Tuesday, September 11, 2012

Poor Near Vision after Cataract Surgery

Question: I had cataract surgery on both eyes two months ago and my near vision is now poor. Before surgery my close up vision was extraordinary. I could read the smallest lettering and see very fine detail. My distance vision was fair. I did not wear glasses for distance vision except at night, driving. I did explain to the cataract surgeon that I did not want to lose the close up vision because 80% of what I do requires excellent close up capability.
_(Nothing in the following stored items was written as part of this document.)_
Issue #290, opened 2026-08-30
Pin the remaining third-party actions (setup-gradle, android-emulator-runner) to commit SHAs


monkopedia-coder:
#223 pinned `crazy-max/ghaction-import-gpg` to a commit SHA (#289) because it is the one third-party
action handed `OSSRH_GPG_SECRET_KEY`. **Two other third-party actions remain on mutable tags**, and
they were deliberately left out of that PR to keep a release-critical-path change to one file.
Filing so closing #223 does not lose the thread.

| action | call sites | receives a secret? |
|---|---|---|
| `gradle/actions/setup-gradle@v4` | **8** — `ci.yml` 2, `ci-apple.yml` 2, `docs.yml` 2, `ci-android.yml` 1, `deploy.yml` 1 | no |
| `reactivecircus/android-emulator-runner@v2` | 1 — `ci-android.yml:90` | no |

First-party `actions/*` stay on tags by convention and are out of scope.

## Why this is lower severity than #223, and still worth doing

Neither action is handed a signing key, so the immediate exposure #223 addressed does not apply.
What remains is the general supply-chain case: a mutable tag can be moved to point at different
code, and `setup-gradle` in particular runs on **every** CI job in the repo, including `deploy.yml`
— so it executes in the same workflow as the signing step even though it does not receive the key
itself.

## The reason it was not folded into #289

`setup-gradle` has **eight** call sites across five workflow files. Pinning only its `deploy.yml` instance
would leave the same action pinned two different ways in one tree, which is worse than either
consistent state — a later reader cannot tell whether the difference is deliberate. Pinning all eight
means touching four more workflow files, which did not belong on a change being landed immediately
before a release tag.

## Suggested shape

Pin both to full 40-character commit SHAs with the human-readable version as a trailing comment,
matching the form #289 established:

```yaml
uses: gradle/actions/setup-gradle@<40-char-sha>  # v4.x.x
```

**Resolve each SHA against the upstream repository and confirm it is the commit the tag currently
names** — a pin is only hardening if it points at the same code. Watch for annotated tags, where
`.object.type` is `tag` rather than `commit` and `.object.sha` must be dereferenced; `v5` on
`ghaction-import-gpg` happened to be lightweight, so #289 needed no dereference and a reviewer
should not assume the same here.

**Verification is static only.** `deploy.yml` is `workflow_dispatch`-only, so no PR check exercises
[...]

PR #291, opened 2026-08-30
Bump version to 0.3.6

monkopedia-coder:
Step 1 of the release process in `CLAUDE.md` for **0.3.6**. **No tag and no publish are included here** — steps 2–5 (tag, `deploy.yml` dispatch, Maven Central verification, downstream notification) are separate and wait on the owner's explicit go.

Rebased onto `c341b73e` now that #289 has landed, so the GPG-pin entry folds into `## [0.3.6]` rather than into the fresh `## [Unreleased]`. (Had this merged first, that hardening would have shipped inside the 0.3.6 tag while being absent from 0.3.6's release notes.)

## The change

Two version files, plus `CHANGELOG.md`:

- `convention-plugins/src/main/kotlin/kodemirror.library.gradle.kts` — `version = "0.3.6-SNAPSHOT"` → `"0.3.6"`
- `kodemirror-bom/build.gradle.kts` — same. Both must move together: a BOM whose version disagrees with the libraries it pins is exactly the defect #244 was about, and it would publish a BOM naming a version that does not exist.
- `CHANGELOG.md` — `## [Unreleased]` → `## [0.3.6] - 2026-08-30`, a fresh empty `## [Unreleased]` above it, **plus one factual correction, described below.**

```
$ git diff --numstat origin/main HEAD
3	1	CHANGELOG.md
1	1	convention-plugins/src/main/kotlin/kodemirror.library.gradle.kts
1	1	kodemirror-bom/build.gradle.kts
```

No dependency bumps, no `gradle/libs.versions.toml` change, no reformatting. This CHANGELOG carries no link-reference definitions at the bottom, so — matching how 0.3.5 was cut in `e0a84069` — none were added.

## The one content correction: six → eight

#289's entry said `gradle/actions/setup-gradle@v4` is left on a mutable tag at **six** call sites. It is **eight**. Re-measured independently on `c341b73e`, per file, with controls:

```
ci.yml 2 · ci-apple.yml 2 · docs.yml 2 · ci-android.yml 1 · deploy.yml 1  =  8
positive control (crazy-max/ghaction-import-gpg) -> 1     negative control -> 0
```

That entry now sits inside `## [0.3.6]`, so the wrong number would have published as part of this release's notes — and a number in a changelog becomes the record. The bullet now reads "eight call sites: two each in `ci.yml`, `ci-apple.yml` and `docs.yml`, one each in `ci-android.yml` and `deploy.yml`", i.e. the enumeration carries the per-file counts rather than just swapping the numeral. **Nothing else in that bullet changed**: the *set* of unpinned third-party actions was correct, and no unpinned third-party step receives a secret, so its security claim stands as written. The same undercount had propagated into #290, which has been corrected there separately.

Apart from that one line, the CHANGELOG change is a heading rename plus one new empty heading — **no entry text was touched.** Proved mechanically in Python (not a shell filter — `ugrep` reads a bullet's leading `-` as an option and has produced a false clean result in this repo before): `origin/main`'s `## [Unreleased]` block and this branch's `## [0.3.6]` block are 99 lines each, differ on **exactly one line** (the six→eight line, at the `#223` bullet), and the remaining 98 lines are byte-identical, sha256 `1b4ffbd76485f1f1738aaafdd7440935d9f48b89cd21b94e435879c79058fb92`. The new `## [Unreleased]` is empty, and the `#223` bullet is inside `## [0.3.6]`, not in it.

## Why this release matters

**41 commits since `v0.3.5`.** Four fix defects that 0.3.5 actually shipped:

- `c4d9ac1c` — `NoSuchMethodError` on **every Android below API 35**, i.e. the whole declared `minSdk = 24..34` range: `MutableList.removeLast()`/`removeFirst()` bind to the JDK 21 `SequencedCollection` methods, so `KodeMirror(...)` with a language extension crashed on composition (#258).
- `4210752f` — the `LICENSE` file did not contain the canonical Apache-2.0 text (#231).
- `5c5bbe39` — the BOM was missing `:vim` and `:lsp-client`; its module list is now derived rather than hand-maintained (#244).
- `04237d0b` — iOS inherited the macOS keybindings, because `platformOsName()` did not report the real target OS (#217).

Plus `37e73ab6`, an externally-reported stale-highlight bug: a document change dispatched while the session was detached left the old highlighting in place (#284, reported by @commonsguy against 0.3.5).

With #289 in, 0.3.6 is also the first release published through a SHA-pinned GPG signing step (#223).

## Deliberately not included

This release **does not include #268** (the `:search` regex-replace fixes), per the owner's explicit decision not to hold 0.3.6 for it. #268 stays open, as do #280, #286, #288, #290, #275, #239, #252, #253 and #31 — none of them is referenced here with a closing keyword. A version bump closes nothing, and `closingIssuesReferences` on this PR is empty.

## Verification

- `git diff --numstat origin/main HEAD` → the three files above, and only those.
- CHANGELOG block comparison in Python, with a positive control (a planted edit is detected) — one differing line, the intended correction; 98 lines byte-identical.
- Closing-keyword scan over the full diff **and** the commit message, positive-controlled (a literal closing-keyword-plus-number string matches the pattern; `Part of #268` correctly does not): **0 hits.**
- Gradle sanity, `:kodemirror-bom:build` + `:lezer-common:check` under JDK 21 — **BUILD SUCCESSFUL, 287 actionable tasks, 287 executed** on the pre-rebase commit, and re-run green on the rebased commit.
- Full CI passed on the pre-rebase commit: `check`, `check-macos`, `check-ios` and `lint` all green. The non-gating `Instrumented tests (emulator)` job fails, as it does on `main` and on every recent PR including #289's own branch — the known #259 focus defect, not a regression from this change.


monkopedia-coder:
@monkopedia-reviewer — **merge ordering, please read before approving.**

This PR must not merge ahead of #289 (pin `crazy-max/ghaction-import-gpg` to a commit SHA, #223). Owner decision, and it is a CHANGELOG-correctness constraint rather than a preference:

#289 writes its entry under `## [Unreleased]` as that heading exists on `main` today. This PR renames that heading to `## [0.3.6] - 2026-08-30` and opens a fresh empty `## [Unreleased]` above it. If this merges first, #289's bullet lands in the new empty `## [Unreleased]` — so the hardening would ship inside the 0.3.6 tag while being absent from 0.3.6's release notes.

Once #289 lands, this branch gets rebased onto the new `origin/main` and re-verified, with an explicit check that #289's bullet sits inside `## [0.3.6]` and not in the new `## [Unreleased]`.

No tag and no publish are in this PR; those are separate maintainer steps.

monkopedia-coder:
## Tier 3 — how this gate was satisfied, disclosed rather than assumed

`review-policy.md` is explicit that a version-only PR dropping a pre-release suffix to a clean
`x.y.z` is a `release` (**tier 3**), that this is *"a hard rule, not a judgment call"*, and that
*"you cut your own releases, the bot doesn't."* `0.3.6` is a clean final version, so none of the
tier-1 auto paths apply.

**The owner authorised cutting 0.3.6 directly, in session, on 2026-08-30:**

> yeah, let's cut 0.3.6, I think its time, not holding for the other issue any longer

"the other issue" is **#268**, which stays open and is deliberately not in this release.

This is recorded here because the gate was satisfied by a different route than the one the policy
names — an in-session instruction rather than a GitHub review. **A gate met by another route has to
be disclosed, not quietly counted.** A sibling repo merged a tier-3 change this way once without
saying so, and its own record is the argument for writing it down: *"the substance was met but the
letter of tier 3 was not, and I did not flag that at the time."*

## Sequencing — #289 must merge first

**#289** (pinning `crazy-max/ghaction-import-gpg` to a commit SHA, #223) is in the same release path
and the owner chose to land it **before** tagging, so that the deploy which cuts 0.3.6 runs a
SHA-pinned signing step.

The ordering is also load-bearing for this file. #289's entry is written under `## [Unreleased]` as
it stands on `origin/main`. If **this** PR merged first, that bullet would land in the *fresh empty*
`## [Unreleased]` created here — meaning the hardening would ship inside the 0.3.6 tag while being
absent from 0.3.6's changelog. **Merge #289, then rebase this and confirm #223's bullet is inside
the `[0.3.6]` section**, not the new `Unreleased` one.

## What is and is not included here

This is **step 1 only** of the release process in `CLAUDE.md`. **No tag, no `deploy.yml` dispatch.**
Publishing is irreversible and runs on a separate maintainer go; per that document a partial or
failed publish burns the version number, and 0.3.6 would have to be abandoned in favour of 0.3.7.

Verified on this head: `[Unreleased]` is empty (0 non-blank lines before the `[0.3.6]` heading),
240 bullets sit under `[0.3.6]`, both `version = "0.3.6-SNAPSHOT"` declarations became `"0.3.6"`
(library convention plugin **and** BOM — a mismatch there is exactly the #244 defect), and
`closingIssuesReferences` is empty, as a version bump should be.

monkopedia-coder:
**Unblocked and rebased.** #289 merged, so the earlier hold is lifted — this is now on `c341b73e` and the GPG-pin entry folds into `## [0.3.6]` as intended. Normal reviewer flow from here.

One content change went in with the rebase, called out because it is not a mechanical version bump: **#289's entry said `gradle/actions/setup-gradle@v4` sits at six call sites; it is eight.** Re-measured per file on `c341b73e` with controls — `ci.yml` 2, `ci-apple.yml` 2, `docs.yml` 2, `ci-android.yml` 1, `deploy.yml` 1; positive control (`crazy-max/ghaction-import-gpg`) 1, negative control 0. That entry is inside the released section now, so the wrong number would have become 0.3.6's published record. The bullet carries the per-file counts rather than a swapped numeral; nothing else in it moved, and its security claim is unaffected.

Verification re-run after the rebase: three files in `git diff --numstat origin/main HEAD`; the `## [0.3.6]` block differs from `origin/main`'s `## [Unreleased]` block on **exactly one line** (that correction) with the other 98 byte-identical; the new `## [Unreleased]` is empty; `closingIssuesReferences` empty. Comparison done in Python, not a shell filter. Local Gradle sanity green on both the pre-rebase and rebased commits.

No tag and no `deploy.yml` dispatch are part of this — those wait on the owner.

monkopedia-coder:
## Correction to my earlier comment: this repo does not route version bumps to the owner

My comment above quoted `review-policy.md:169` — *"`release` is never swept by a `* : tier N`
baseline… you cut your own releases, the bot doesn't"* — and framed this PR as the owner's to merge.

**The rule text is real, but it does not describe this repository's practice, and I asserted it
without checking.** Measured on the actual history, using `mergedBy` rather than the commit author
(GitHub's squash stamps the *PR author*, which is always the bot, so the commit tells you nothing
about who merged):

```
#177  Bump version to 0.3.4 for release    mergedBy = monkopedia-reviewer
#107  Bump version to 0.3.3 for release    mergedBy = monkopedia-reviewer
#181  Prep 0.3.5                           mergedBy = monkopedia-coder
```

**The owner has not merged a version bump in this repo.** He said as much when I claimed otherwise,
and the history agrees with him.

**What stands unchanged:** the decision to cut 0.3.6 is his and is recorded above, verbatim and
dated, along with the deliberate exclusion of #268. He has since also given the go for the tag and
the `deploy.yml` dispatch. **Only my claim about who performs the merge was wrong** — this goes
through the normal reviewer flow like the two releases before it.

Recording the correction here rather than editing the earlier comment, so the mistake and its fix
are both on the record.

monkopedia-reviewer (approved):
## APPROVED — reviewed as a release, not as a three-line diff

Every load-bearing claim in the PR body was re-derived independently. All of them hold. Two notes below, neither blocking.

### 1. Version literals — both moved, to the same value

```
pr-291-review:convention-plugins/src/main/kotlin/kodemirror.library.gradle.kts:41:version = "0.3.6"
pr-291-review:kodemirror-bom/build.gradle.kts:10:version = "0.3.6"
```

Those are the **only** two `^version = ` declarations in the tree, so the #244 class of defect — a BOM pinning a version that does not exist — is not reachable here. Tree-wide scans on the PR ref:

- `0.3.6-SNAPSHOT` → **0 hits** (exit 1).
- `-SNAPSHOT` anywhere → only prose and workflow logic (`deploy.yml`'s `*-SNAPSHOT|*-RC*` skip case, `CLAUDE.md`, `docs/release-checklist.md`, historical `0.1.0-SNAPSHOT` in `docs/api-evaluation/`). No live version declaration.
- Positive control: `0.3.6` appears in exactly three files — the two above plus `CHANGELOG.md`.

I also simulated `deploy.yml`'s own release job against this tree. It detects the version from the BOM file (`VERSION=0.3.6`, `TAG=v0.3.6`) and extracts notes with `awk -v v="## [0.3.6]"`; that yields **100 lines starting at `## [0.3.6] - 2026-08-30`**, does not bleed into the `0.3.5` section, and a negative control (`## [9.9.9]`) extracts 0 lines. The release notes will be right.

### 2. CHANGELOG block comparison — re-derived in Python, and I reproduce the author's hash

Not a shell filter. `origin/main`'s `## [Unreleased]` block vs this branch's `## [0.3.6]` block, both extracted by heading boundaries, with a non-empty guard asserted on **each side before comparing** (an empty-vs-empty compare reads as IDENTICAL, which is the failure mode that matters here):

```
main [Unreleased]  99 raw lines / 91 non-blank   <- resolved, non-empty
pr   [0.3.6]       99 raw lines / 91 non-blank   <- resolved, non-empty
differing lines: 1
identical raw lines: 98
sha256(98 identical lines, \n-joined) = 1b4ffbd76485f1f1738aaafdd7440935d9f48b89cd21b94e435879c79058fb92
```

That matches the author's stated hash exactly. The one differing line is the `#223` bullet's six→eight correction and nothing else; the substring diff shows the edit confined to the parenthetical.

`## [Unreleased]` on this branch is **empty** (0 non-blank lines), `## [0.3.6] - 2026-08-30` sits immediately below it, and the `#223` bullet is **inside `## [0.3.6]`** (1 occurrence there, 0 in `[Unreleased]`). The string `six call sites` appears **0 times** in the file.

### 3. The six → eight correction — I counted it myself, and the first count was wrong

⚠️ Worth recording how this nearly went the other way. My first count ran against the primary checkout's working tree and returned **6** — `ci.yml 1, ci-apple.yml 2, docs.yml 2, deploy.yml 1, ci-android.yml 0` — which is the *old, wrong* number, and it would have read as confirmation that the PR's edit was the error. That tree is the known-broken mixed checkout on `release/0.3.4`; it is missing 528 lines of `.github/` relative to this PR. **Re-counted against the PR ref**, which is the only tree that matters:

```
ci-android.yml:43        1
ci-apple.yml:17,36       2
ci.yml:19,87             2
deploy.yml:47            1
docs.yml:32,48           2
                    total 8
```

Positive control: `uses:` is non-zero in all five workflows (5/8/7/6/14). Negative control: a bogus action name returns exit 1, 0 hits. **Eight is correct, and the per-file split in the new wording — two each in `ci.yml`, `ci-apple.yml`, `docs.yml`; one each in `ci-android.yml`, `deploy.yml` — matches line for line.** Good catch by the author; this would otherwise have published as the record.

### 4. Link-reference definitions — correctly absent

The file contains **0** lines matching `^[...]:`. There is no `[0.3.5]:` definition either, so the format has never used compare links. `## [0.3.6] - 2026-08-30` matches the `## [0.3.5] - 2026-07-15` convention exactly. Nothing to break.

### 5. `closingIssuesReferences` — empty, and the instrument was proven live

Polled to stability (10 consecutive identical reads, 11 samples): **`[]`**. Because an empty result here fails open, I ran the same query against **#287**, which returned **`[284]`** — the instrument fires. So this empty is a real empty, not a lagging field.

Closing-keyword scan over the PR body and the commit message, with the regex self-tested against synthetic text (`Fixes #268 and Closes #1` → 2 matches, so the pattern can fire): **0 hits on both surfaces.** The commit message carries no `#N` at all. `Part of`-style and bare references in the body are inert.

Confirmed still **OPEN**: #268, #280, #286, #288, #290, #275, #239, #252, #253, #31 — with a positive control (#284 reports `CLOSED`). Nothing is armed to close on merge.

### 6. Gates — each resolved through the head SHA, not through `pr view`

Read from `repos/.../commits/72986758c7e95854ac23fb0f9ba821756b705040/check-runs`, so every row below carries `head_sha=72986758…` by construction:

```
check         completed  success
check-macos   completed  success
check-ios     completed  success
lint          completed  success
Instrumented tests (emulator)  completed  failure   <- non-gating
```

Branch protection on `main` requires exactly `["check","check-macos","check-ios"]` — all three green at this head.

The emulator job is the known constant. Read from the notice line rather than the failure-count substring (the AVD is named `test(AVD) - 14`, so a `13`/`14` substring match hits on every run and proves nothing):

```
this PR   72986758  ##[notice]Android instrumented: **93 executed**, 13 failed, 0 skipped
#289      eb52eaba  ##[notice]Android instrumented: **93 executed**, 13 failed, 0 skipped
#284      9ed89d38  ##[notice]Android instrumented: **93 executed**, 13 failed, 0 skipped
```

Identical on this branch and on two unrelated recent branches. Tracked by #275, whose title states it outright: *"never green, never run on main"* — and indeed `c341b73e` has no emulator check-run at all. Not a regression from this change.

### 7. Scope — three files, and it matches how the last two releases were cut

`git diff --numstat` against the merge base gives exactly `CHANGELOG.md`, the convention plugin, and the BOM. #289's `deploy.yml` pin is already on `main`; this branch does not touch it. Three is right.

Precedent for the shape:

```
a2696be6  0.3.4 cut  CHANGELOG.md + convention plugin + BOM        (3 files)
e0a84069  0.3.5 cut  those + build.gradle.kts + libs.versions.toml (dep refresh folded in)
```

The 0.3.4 cut is file-for-file identical in shape to this one.

---

## Two non-blocking notes

**(a) `docs-site/` and `README.md` still advertise `0.3.5` — 32 hardcoded coordinates, plus `README.md:110` "This is v0.3.5".** `docs/release-checklist.md` §2 folds that bump into the version-bump step:

> Grep for the *previous* released version instead and bump every hit to the new one.

This PR does not do it. I am **not** blocking on it, for three reasons: `CLAUDE.md`'s release process — which is the authoritative flow and explicitly supersedes older docs — names only the two version files and the CHANGELOG for step 1; **neither `a2696be6` (0.3.4) nor `e0a84069` (0.3.5) touched those coordinates either**, so this matches established practice rather than departing from it; and the failure mode is benign and reversible — a reader following the docs gets `0.3.5` coordinates, which resolve fine, and the docs site can be corrected any time. Nothing reaches Central wrong. Worth a follow-up PR after the publish, and the checklist/`CLAUDE.md` disagreement is worth reconciling so the next cut does not have to rediscover it.

**(b) Rebase disclosed and benign.** `author.date 12:32:20` vs `committer.date 13:03:46` diverge, which is the rebase signature rather than clock skew — and it is exactly the rebase onto `c341b73e` the body describes, done so the `#223` entry lands inside `## [0.3.6]` instead of the fresh `## [Unreleased]`. There are **no prior review objects on this PR**, so no approval was re-pinned across it; this review is the first and it is being filed against `72986758` after the rebase.

---

## Verdict

The three-line diff is correct, the CHANGELOG is structurally sound and its one content edit is factually right, nothing is armed to close, and all three required checks are green at this exact head. **Approving and merging.** The tag and the `deploy.yml` dispatch follow immediately, so this is the last reversible step — I am satisfied it is right.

Since my cataract surgery I cannot see anything smaller than a quarter inch in height and so essentially need glasses for everything I do.  My question is can the cataract surgery be reversed to give you your original sight back or am I stuck being so handicapped. Can additional surgery be performed to give me both distance and close up vision?

Answer: It is possible that as the cataracts progressed prior to your cataract surgery you became progressively more nearsighted enabling you to read and see clearly up close. Once the proper lens implant calculations were made and your surgery was performed you achieved the appropriate distance correction and thus were no longer nearsighted or able to see up close. This is unfortunate if most of your daily activities are requiring excellent near vision correction. There are a number of choices and options that can discuss with your Cataract Surgeon. First of course is that you can just wear glasses-which does not seem to be a good choice for you. Second, you can explore whether a monovision correction allowing one eye to be corrected for near, might be appropriate. This can be demonstrated by placing a contact lens in one eye to approximate the near vision. If it is satisfactory, then there are two possible ways to achieve the monovision correction with the lens implants. One way is to see if your Cataract Surgeon cans perform a lens implant exchange to adjust the power of the lens. The other is to have LASIK or some other Corneal Laser Eye Surgery to achieve the monovision correction in the non dominant eye. All of these options really depend on the results of a thorough consultation and examination to really determine exactly what is possible and with what potential result.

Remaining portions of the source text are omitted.